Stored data

************

PR #10070, opened 2023-04-03
[Fix] Fix inference_detector fail on non-cuda and non-cpu devices

Metal-joker:
## Motivation

`mmdet.apis.inference_detector` will fail on non-cuda and non-cpu devices because of this https://github.com/open-mmlab/mmdetection/blob/e9cae2d0787cd5c2fc6165a6061f92fa09e48fb1/mmdet/apis/inference.py#L146-L153

`torch.Tensor.is_cuda` will return `False` when tensor is not on cuda device, so when this tensor is on other non-cuda devices, this code will not move tensor to the same device with the model weight and this will cause `inference_detector` crash.

## Modification

use `mmcv.device.scatter` to move the input to device when model weight is not on cpu.

## BC-breaking (Optional)

This change is unlikely to cause any issues, but I have tested it on both MLU device and CPU to be sure.

### DIFF
--- a/mmdet/apis/inference.py
+++ b/mmdet/apis/inference.py
@@ -5,8 +5,9 @@ from pathlib import Path
 import mmcv
 import numpy as np
 import torch
+from mmcv.device import scatter
 from mmcv.ops import RoIPool
-from mmcv.parallel import collate, scatter
+from mmcv.parallel import collate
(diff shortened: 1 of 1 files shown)


Metal-joker:
ci seems on hold, did I miss something?

PR #10116, opened 2023-04-09
[Fix] YOLOXModeSwitchHook does not switch the mode when resumed from the checkpoint after switched

i-aki-y:
## Motivation

The current `YOLOXModeSwitchHook` does not switch the mode when it is resumed from the checkpoint that was saved after the mode switching. Because the switch is triggered only once at the condition `(epoch + 1) ==  max_epochs - num_last_epochs`. So if we resume the training from the checkpoint saved after the condition, the switch will not be triggered. Note that the mode switch is implemented by changing the dataset state that is not saved in the checkpoint.

I think it is a bug that the behavior of the training strategy unexpectedly changed after the resumption. 

## Modification

I tried to make the condition more robust by adding a condition that checks whether a mode switch has taken place.
1. whether a trigger epoch has arrived.
2. whether a mode switch has taken place.

## BC-breaking (Optional)

I think there is no BC-breaking. 

## Use cases (Optional)

This is a bug fix.

## Checklist

3. The modification is covered by complete unit tests. If not, please add more unit test to ensure the correctness.
4. If the modification has potential influence on downstream projects, this PR should be tested with downstream projects, like MMDet or MMCls.
5. The documentation has been modified accordingly, like docstring or example tutorials.


mmdet/datasets/dataset_wrappers.py
```diff
@@ -167,3 +167,13 @@ def update_skip_type_keys(self, skip_type_keys):
             isinstance(skip_type_key, str) for skip_type_key in skip_type_keys
         ])
         self._skip_type_keys = skip_type_keys
+
+    def has_all_skip_type_keys(self, skip_type_keys):
```
hhaAndroid, line 171: This will result in backwards compatibility breaking.

hhaAndroid: " think there is a simpler solution, which is to introduce a 'has_switch' flag in this hook to handle it.

i-aki-y: @hhaAndroid  Thank you for your review. I fixed this.

i-aki-y:
@hhaAndroid  The `PipelineSwitchHook` looks to use the same logic.
Can I apply the same fix when this fix could be approved?

hhaAndroid:
> @hhaAndroid The `PipelineSwitchHook` looks to use the same logic. Can I apply the same fix when this fix could be approved?

Yes

hhaAndroid:
@i-aki-y  Please fix the CI

i-aki-y:
@hhaAndroid I added a fix of PipelineSwitchHook, and CI looked to be fixed by restart.

hhaAndroid (approved):

PR #10206, opened 2023-04-22
[Feature] Support Label-Studio SAM Semi-Label

vansin:
RTMDet predict the bbox as the SAM Prompt，and SAM out the Mask, the Label Studio refine the mask.

image


hhaAndroid:
@vansin mmdet just needs to add a reference link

************

*Task goal:*
Please restate, word for word, the lines of the entries that run from the first line through the one holding "will fail on", and add nothing.

*Response to this exercise:*
PR #10070, opened 2023-04-03
[Fix] Fix inference_detector fail on non-cuda and non-cpu devices

Metal-joker:
## Motivation

`mmdet.apis.inference_detector` will fail on non-cuda and non-cpu devices because of this https://github.com/open-mmlab/mmdetection/blob/e9cae2d0787cd5c2fc6165a6061f92fa09e48fb1/mmdet/apis/inference.py#L146-L153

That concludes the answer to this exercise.